Congratulations to S bastien for “piling it higher and deeper”. Although it is a bit unusual, particularly for a new Ph.D., to be comprehensible to such mere mortals as friends and family :), this bodes well for Seb’s future work.

Rube Goldberg Honda Commercial

Rube Goldburgh + Honda ==> an amazing commercial.


My mom was a “gifted and talented” teacher in an elementary and middle school.  Each year her kids had to design and build a Rube Goldburgh devices to compete in the Olympics of the Mind

I'm sure they'd appreciate this an amazing commercial. (Flash 6 required)

[Micah's Weblog]

 

Brilliant commercial. Of course, most of the systems we live with day to day have the complexity without the payoff.

The real risks of knowledge sharing

Don’t worry about people stealing your ideas!. I just love this quote from Howard Aiken:

Don’t worry about people stealing your ideas. If your ideas are any good, you’ll have to ram them down people’s throats.

So true! [Gurteen Knowledge-Log]

I have a new hypothesis about why it’s difficult to get people to contribute to knowledge management systems in organizations.

Conventional wisdow says it’s because people are worried that someone will steal their ideas. I think that’s a rationalization. I think the real fear is the fear of being ignored. The fear that the knowledge I share is so obvious or trivial that no one will care. What’s the old maxim from Mark Twain? “Better to remain silent and be thought a fool, than to open your mouth and remove all doubt.” (some input from my readers about the correct attribution of this quote. See my comments here for some more)

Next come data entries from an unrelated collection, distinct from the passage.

PR #268, opened 2022-03-29
Change TableNode FindNodeVisitor to use the commas

bryancroteau-MSFT:
Change TableNode FindNodeVisitor to use the commas instead of the children. The previous implementation should have never worked.

### DIFF
--- a/src/libraries/Microsoft.PowerFx.Core/Syntax/Visitors/FindNodeVisitor.cs
+++ b/src/libraries/Microsoft.PowerFx.Core/Syntax/Visitors/FindNodeVisitor.cs
@@ -270,18 +270,18 @@ namespace Microsoft.PowerFx.Core.Syntax.Visitors
             }
 
             // Cursor is between the open and closed bracket.
-            for (var i = 0; i < node.Children.Length; i++)
+            for (var i = 0; i < node.Commas.Length; i++)
             {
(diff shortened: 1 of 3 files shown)


lesaltzm (approved):

src/libraries/Microsoft.PowerFx.Core/Syntax/Visitors/FindNodeVisitor.cs
```diff
@@ -270,18 +270,18 @@ public override bool PreVisit(TableNode node)
...
                 {
                     node.Children[i].Accept(this);
                     return false;
                 }
             }
 
-            // If we got here the cursor is not within the brackets. return tableNode.
-            _result = node;
+            // If we got here the cursor should be in the last child.
+            node.Children[node.Children.Length - 1].Accept(this);
```
MikeStall, line 284: >node.Children.Length  [](http://example.com/codeflow?start=26&length=21)

Is this possible to be 0 length?

bryancroteau-MSFT: No, the previous code block checks for 3 edge cases:

Cursor before the [
Empty (0 children)
Cursor after the ]

PR #269, opened 2022-03-29
Move IExternalViewInfo to DisplayNameProvider pattern

lesaltzm:
DisplayNameProvider is the preferred approach to handling display names. This PR continues the work of several previous ones, moving away from the approach of` IDisplayMapped<T>` for another IExternal type.

### DIFF
--- a/src/libraries/Microsoft.PowerFx.Core/Entities/External/IExternalViewInfo.cs
+++ b/src/libraries/Microsoft.PowerFx.Core/Entities/External/IExternalViewInfo.cs
@@ -2,13 +2,24 @@
 // Licensed under the MIT license.
 
 using System;
+using System.Collections.Generic;
+using Microsoft.PowerFx.Core.Utils;
 
 namespace Microsoft.PowerFx.Core.Entities
 {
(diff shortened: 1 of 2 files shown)


src/libraries/Microsoft.PowerFx.Core/Entities/External/IExternalViewInfo.cs
```diff
@@ -2,13 +2,24 @@
...
+        /// <summary>
+        /// Logical names for the members in this View.
+        /// </summary>
+        IEnumerable<DName> ViewNames { get; }
+
         string Name { get; }
 
         string RelatedEntityName { get; }
+
+        bool IsConvertingDisplayNameMapping { get; }
```
bryancroteau-MSFT, line 23: How is this being used?

bryancroteau-MSFT (approved):

MikeStall:
is there some corresponding test for this?

lesaltzm:
No, views aren't useable or creatable in standalone powerfx in any way at the moment. We could build mocks for it on this side if we wanted, but the real test at this point is integration in PAClient

PR #270, opened 2022-03-30
Add missing resources from DateTime function

CarlosFigueiraMSFT:
Added descriptions for the DateTime arguments.


lesaltzm (commented):
I vaguely remember having a test that validated the existence of these resources. Can we move that over or create it if I’m misremembering?

CarlosFigueiraMSFT:
> I vaguely remember having a test that validated the existence of these resources. Can we move that over or create it if I’m misremembering?

Yes, we do have a test in the other repository. I'll bring it over, this is a quick fix to unblock updating it.

lesaltzm (approved):

PR #272, opened 2022-04-04
Add a Check method overload to take Formula as input

Robulane:
This PR adds a simple method overload that takes a Formula instead of a string in RecalcEngine.

Motivation: Thanks to this change, we can re-use already parsed formula that will lead to significant performance improvements.


MikeStall:
fyi, you'll want to rebase on latest to get:
[https://github.com/microsoft/Power-Fx/commit/c38806c836960153c23076ad8561121d9ee8e388](https://github.com/microsoft/Power-Fx/commit/c38806c836960153c23076ad8561121d9ee8e388)

src/libraries/Microsoft.PowerFx.Interpreter/RecalcEngine.cs
```diff
@@ -136,15 +136,30 @@ public CheckResult Check(string expressionText, FormulaType parameterType = null
...
         }
 
+        /// <summary>
+        /// Type check a formula without executing it. 
+        /// </summary>
+        /// <param name="formula">The formula to check.</param>
+        /// <param name="parameterType">The type context.</param>
+        /// <remarks>Used by PVA.</remarks>
+        /// <returns></returns>
+        internal CheckResult Check(Formula formula, FormulaType parameterType = null)
```
MikeStall, line 146: >Formula [](http://example.com/codeflow?start=35&length=7)

Note that we're tyring to move off internals, so Formula would need to be public too.

Robulane: I tried, it changes a lot of things from internal to public and starts to require the summaries...

lesaltzm: Should we go for a 2 stage approach and keep the Formula object internal?

public ParseResult {
     public TexlNode ParseTree => Formula.ParseTree;
     public ExpressionError[] Errors => Formula.GetParseErrors();
     public bool IsSuccess => Errors == null;


     private Formula _formula;
}

ParseResult Parse(string expression)

CheckResult Check(IParseResult parseResult, FormulaType parameterType = null)

lesaltzm: obviously also still keeping 
CheckResult Check(string expression, FormulaType parameterType)

Robulane: TexlNode is also internal that brings a lot of other internal stuff. Let me see if I can give this PR to the team to follow up change internal to public

ivanradicek: FYI, `TexlNode` should be public soon. See: #248.

Robulane: Oh, nice, then I'll wait for this PR to be merged :)

MikeStall: We do need to huddle about the right shape for the public surface here.  Ability to parse-only makes sense, but Formula class may not be the right public surface.

MikeStall:
Superceded by #319, which has been merged.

The issue may still be fear, but it’s a fear that we need to address in a very different way.

Moonset from the International Space Station

Moonset, viewed from the Space Station. This NASA website offers a streaming quicktime movie of our moon setting on the horizon, as viewed from the International Space Station. The moon turns into a squashy, pink pancake as it sets, and this science primer explains why. Link to article, Link to movie, Discuss
[Boing Boing Blog]

Something fun to end the day. Appropriate in part because my youngest boy and I are about to start work on a model of the ISS.